Dezenformasyon, zarar vermek amacıyla yanlış bilginin kasıtlı olarak yayılması olarak tanımlanır. Dezenformasyon kasten yanlış yönlendirir, manipüle eder, temastan ve bağlamdan koparır. Belirli bir mizaca sahip kişiler tarafından tamamen uydurma yoluyla ileri sürülen argümanlar da olabilir. Bireylerin yanlış veya yanlış bilgi ayırt edememesi, sosyal medyada gördüğü bilgileri nasıl filtreleyeceğini bilmemesi veya bilgiyi teyit etme motivasyonunun olmaması gibi nedenlerle dezenformasyonun yayılmasının sebeplerini sıralamak mümkündür. Yani bireyler, inandıkları kaynaktan gelen bilgilere inanma eğilimi gösterirler. Daha önce inandıkları bilgilerle tekrar çelişirse, doğruluğunu araştırmadan reddetme eğilimleri olabilir. Ayrıca bireylerin duygusal durumları da dezenformasyon üzerinde etkili olmaktadır. Kendi duygu ve düşüncelerini pekiştirme ihtiyacından dolayı doğruluğunu kontrol etmeden dezenformasyon yayabilirler. Partizanlık ya da fenomen gibi faktörleri de sıralayabiliriz.”
“Amaç algısı yaygınlaştıkça sosyal medya bileşenleriyle saldırıya uğruyor”
Doğru ya da yanlış bir tweet içeriğinin çıkarımlarla, algı yönetimiyle, niyet okumalarıyla karşı saldırıya uğradığına işaret eden Ünal, “Paylaşıma bir hedef takılıyor ve bu amaç yavaş yavaş gerçekleşiyor. kültüre yer vererek çıkarımlarda bulunur ve kitlesel ateş açar.Hedef algısı yayıldıkça Trend Topic (TT), Hashtag (#), DM (Direct Message) gibi sosyal medya bileşenleri ile saldırıya uğrar.” ifadeleri kullandı.
Ünal, saldırı unsuru olarak kullanılan sosyal medya bileşenleriyle ilgili sözlerini şöyle sürdürdü:
“Trend konusu yapmanın ülkemizde ve dünyada çok yaygın bir saldırı tekniği olduğunu söyleyebiliriz. Siyasetin yoğunluğunu amaç edinen troller buldukları her alanda çete savaşlarını sistem üzerinden yayıyorlar.

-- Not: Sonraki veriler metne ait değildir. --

PR #740, opened 2024-06-24
[16.0][FIX] account_payment_batch_process: allow original domain of payment method line

JordiBForgeFlow:
As the existing domain is good enough to limit the choices of payment methods, and the previous approach would be confusing because it would show payment method lines associated with all the journals.


JordiBForgeFlow:
@alexpforgeflow @leemannd

AlexPForgeFlow (approved):
LGTM!

LoisRForgeFlow (approved):
Nice to reduce code when possible :+1:

PR #744, opened 2024-07-02
[16.0][MIG] account_payment_term_partner_holiday: Migration to 16.0

PabloCatalinaCastello:
- Reopen  #636


account_payment_term_partner_holiday/models/account_move.py
```diff
@@ -0,0 +1,43 @@
...
+                self.invoice_date_due
+            )
+            if new_invoice_date_due != self.invoice_date_due:
+                self.invoice_date_due = new_invoice_date_due
+
+    def action_post(self):
+        """Inject a context for getting the partner when computing payment term."""
+        for move in self:
+            super(
+                AccountMove, self.with_context(move_partner_id=move.partner_id.id)
```
alvaro-domatix: If self is being iterated the super should be done for "move.with_context(..." not "self.with_context(..."

alvaro-domatix (changes requested):

alvaro-domatix (approved):

alvaro-domatix:
Hi @pedrobaeza , could you please take a look at this PR when you have a chance? Thanks!

pedrobaeza:
Sorry, not using this module.

/ocabot migration account_payment_term_partner_holiday

alvaro-domatix:
Sorry for being curious, but can I ask why? Is it just a coincidence, or is there another reason?

Thanks Pedro!

pedrobaeza:
We don't have customers with this need for now. I also personally think that a payment debt shouldn't be delayed because the debtor is on holidays. It's the payer problem. If you go on holiday, program the payments.

nachoserra-domatix (approved):
lgtm!

Gerloav:
LGTM!

percevaq:
When you have a client that generates invoices for temporary cycles to their customers, they have to take into account those vacation days to generate the due dates when they are sure that they will be attended.

LGTM!

antoniospneto (approved):
I understand this can be a bit inconvenient, but yes, this is cultural here in Brazil. Some clients get upset if the due date falls during their holidays."

dreispt (changes requested):
If this is a migration, the commit history is missing.

PR #746, opened 2024-07-08
[13.0][FIX] account_cash_discount_write_off: use correct tags when using refunds

AnizR:
The computation of tags of taxes can be wrong when doing a payment of an invoice with refunds.

When setting tags, the type of the account_move (refund or not) should directly come from the invoice that will be generated.


rousseldenis (approved):
Code review

PR #747, opened 2024-07-16
[16.0][FIX] account_cash_invoice: Do not create account for test

carlos-lopez-tecnativa:
- This account code conflicts with other chart accounts(other modules), so we are removing it.

https://github.com/odoo/odoo/blob/16.0/addons/l10n_hr_euro/data/account.account.template.csv#L325
https://github.com/odoo/odoo/blob/16.0/addons/l10n_fr/data/account.account.template.csv#L368

Log
`psycopg2.errors.UniqueViolation: duplicate key value violates unique constraint "account_account_code_company_uniq"﻿[﻿2077﻿]DETAIL: Key (code, company_id)=(449000, 1) already exists.`

@tecnativa TT50198


pedrobaeza (approved):
Let's avoid conflicts in integration tests.

Fast-tracking this:

/ocabot merge patch

PR #748, opened 2024-07-16
[16.0][FIX] account_cash_invoice: Filter only lines not reconciled

carlos-lopez-tecnativa:
With other modules, it raises the error: "You are trying to reconcile some entries that are already reconciled."

@tecnativa TT50198


pedrobaeza (approved):
/ocabot merge patch

PR #751, opened 2024-07-23
[16.0][MIG] account_payment_credit_card: Migration to version 16.0

carlos-lopez-tecnativa:
@Tecnativa TT49796


carlos-lopez-tecnativa:
@carolinafernandez-tecnativa  @pedrobaeza could you please help me with the review of this module? Thank you!

account_payment_credit_card/views/account_view.xml
```diff
@@ -0,0 +1,24 @@
...
+    <record id="view_account_journal_creditcard_form" model="ir.ui.view">
+        <field name="name">account.journal.form</field>
+        <field name="model">account.journal</field>
+        <field name="type">form</field>
+        <field name="inherit_id" ref="account.view_account_journal_form" />
+        <field name="arch" type="xml">
+            <field name="default_account_id" position="after">
+                <field
+                    name="credit_card"
+                    attrs="{'readonly':[('type', '!=', 'bank')]}"
```
carolinafernandez-tecnativa: Maybe it is not necessary to show this fields if it not journal type bank

image

account_payment_credit_card/readme/CONFIGURE.rst
```diff
@@ -0,0 +1,3 @@
+* Go to Accounting > Configuration > Journals
+* Create a new journal for your credit card
```
carolinafernandez-tecnativa: Please change to: Create a new journal bank for your credit card

carolinafernandez-tecnativa (commented):
Check this example:

image

I registered payment to this invoice with journal configuration

image

Payment is created correctly, but invoice still pending to paid and let me add many payments...

image

If you test it with the same partner as set in journal, it happens the same.
Is this behavoiur is on the goal of this module?

Journal configuration:

image

carlos-lopez-tecnativa:
@carolinafernandez-tecnativa I noticed that you tested with a `customer invoice`, but this module is intended only for `vendor bills`. Your images show inconsistencies; for instance, the first invoice is `INV/2024/00006`, but the payment is linked to invoice `INV/2024/00005`. 

Please test with vendor bills. 

@pedrobaeza, could you provide your comments on whether we need to add a constraint to prevent usage with customer invoices?

With vendor bills, it works fine for me.
image
image

carolinafernandez-tecnativa:
Ok, please check with customer invoices is making an unusual behavour that was my intention to transmit for journal that has the configuration. Maybe add a restriction not to use this journal to pay customer invoices.

carlos-lopez-tecnativa:
> Ok, please check with customer invoices is making an unusual behavour that was my intention to transmit for journal that has the configuration. Maybe add a restriction not to use this journal to pay customer invoices.


Yes, this behavior has been inconsistent since version 14 (it only worked for vendor bills). @pedrobaeza, should we add this restriction as part of the migration, or should we not add the constraint?

pedrobaeza:
/ocabot migration account_payment_credit_card

I don't think we should restrict them, as there can be legit debits in these journals. The README is clear stating about vendor bills, so nothing more to be done on your side.

pedrobaeza (approved):
Code review

victoralmau (approved):
Code review OK

PR #752, opened 2024-07-24
[17.0][MIG] account_payment_return: Migration to version 17.0

carlos-lopez-tecnativa:
@Tecnativa TT49281


carolinafernandez-tecnativa:
I have tested on runboat and only one comment:

If i duplicate one customer payment return confirmed, Reference to the created journal entry is copied from original customer payment return. This field should be empty when copying it.

image

carlos-lopez-tecnativa:
> I have tested on runboat and only one comment:
> 
> If i duplicate one customer payment return confirmed, Reference to the created journal entry is copied from original customer payment return. This field should be empty when copying it.

@carolinafernandez-tecnativa  Good catch! I made the change. Please update your review. Thanks!

carolinafernandez-tecnativa (approved):
LGTM Thanks :)

smcqueen81 (approved):
Ok functional

carolinafernandez-tecnativa:
ping @pedrobaeza

pedrobaeza (approved):
Thanks for the improvements and fixes:

/ocabot merge nobump

You can backport to 15/16 the copy=False patch.

PR #757, opened 2024-08-09
[16.0][FIX] account_payment_return: don't copy some fields

carlos-lopez-tecnativa:
If an invoice with the returned_payment field set is duplicated, the new invoice will incorrectly have this field activated. This fix prevents that from happening. same case for field move_id on payment.return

Troller kendilerini örgütlüyor, topluca saldırıyor. Böylece etki gücü artar. ‘DM’ye Gel’ gibi kendi şifreleri var. Baskın stratejilerinde reklam ajanslarından ve sosyal medya uzmanlarından takviye alabilirler. Kimin, hangi görsel ve sözlerden etkilendiğini araştırıyorlar. Burada sosyal medyadaki duygusal taşmayı istismar etmek söz konusu. Hatta bir görsel ile algı yönetimi yapmak bile mümkün. Ardından olayın konusuna gerçek dışı anlamlarla bir saldırı gerçekleşir.

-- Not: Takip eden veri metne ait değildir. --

PR #758, opened 2024-08-30
[16.0][FIX] account_payment_term_extension: Add cash_rounding parameter to _compute_terms() to prevent error

victoralmau:
Add cash_rounding parameter to `_compute_terms()` to prevent error

Required since https://github.com/odoo/odoo/commit/84b03f7e90f49762612875ac61a8fb29920c585d

Please @pedrobaeza can you review it?

@Tecnativa

### DIFF
--- a/account_payment_term_extension/README.rst
+++ b/account_payment_term_extension/README.rst
@@ -71,6 +71,11 @@ Select any payment term and set a date in invoice.
 
 You must see the due date based on this payment term.
 
+Known issues / Roadmap
+======================
+
+This module is not compatible with cash rounding
+
 Bug Tracker
 ===========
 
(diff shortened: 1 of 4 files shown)


pedrobaeza:
This module seems a bit bloated and copying/pasting a lot of code from upstream, while the feature it brings don't require it directly. Can't this be rethought for not requiring this doing some kind of tricks?

victoralmau:
I agree that currently the `_compute_terms()` method copies a lot of code and probably can be refactored but, is it the time now? I think not, what is necessary now is to unblock those who use this module and then, create a new PR to refactor this if possible (probably it will be necessary to create extra methods in odoo core).

pedrobaeza:
Then just add the parameter, and issue an error if the parameter is used, adding in the ROADMAP that this module is not compatible with cash rounding.

pedrobaeza (approved):

pilarvargas-tecnativa (approved):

Ünal, Twitter’ın daha çok sosyal medyadaki şiddet mafyasında kullanıldığını kaydetti.
Medyanın toplumsal farkındalığı ve uzlaşmayı sağlayamadığı takdirde şiddet sarmalına ve mafya ortamına dönüşerek varlığını sürdüreceğini kaydeden Ünal, dijital medya okuryazarlığının bireysel bir önlem olarak hayata geçirilmesinin çözüm sürecinin olmazsa olmazlarından biri olduğunu belirtti. .
Ünal, “En etkili çözüm, kişinin bilinçli bir kullanıcı olmasını sağlamak ve kişinin nefsine hakim olarak bunu kendisi yapmasıdır. İkinci tahlil yolu hukuki uygulamalar olacaktır. Avrupa ülkelerinde yıllardır uygulanan bir diğer önlem ise ülkemizde özellikle kriz dönemlerinde ele alınabilecek bir başka tedbirdir.” ifadeleri kullandı.
Güvenlik konusunda her koşulda farkındalık yaratmak gerektiğini vurgulayan Ünal, “Sosyal medyaya düşen ve üstü kapatılan görüntüler bir daha asla silinmiyor. Sorgulamayan ve araştırmayan milyonlarca sosyal medya kullanıcısı uydurma bilgilerin gerçek olduğunu düşünebilir. •Sanal dünyadaki suikastlar kişi ve kurumlara önemli zararlar vermektedir.Kişi, kurum ve kuruluşlar teknolojiyi faydalı kullanmaya teşvik edilmeli ve farkındalık çalışmaları yaygınlaştırılmalıdır.
Ünal, bilinçsiz paylaşımların yol açtığı kayıp ve aksaklıkların kriz zamanlarında gerçek sosyal medya kullanımının ne kadar değerli olduğunu ortaya koyduğunu belirtti.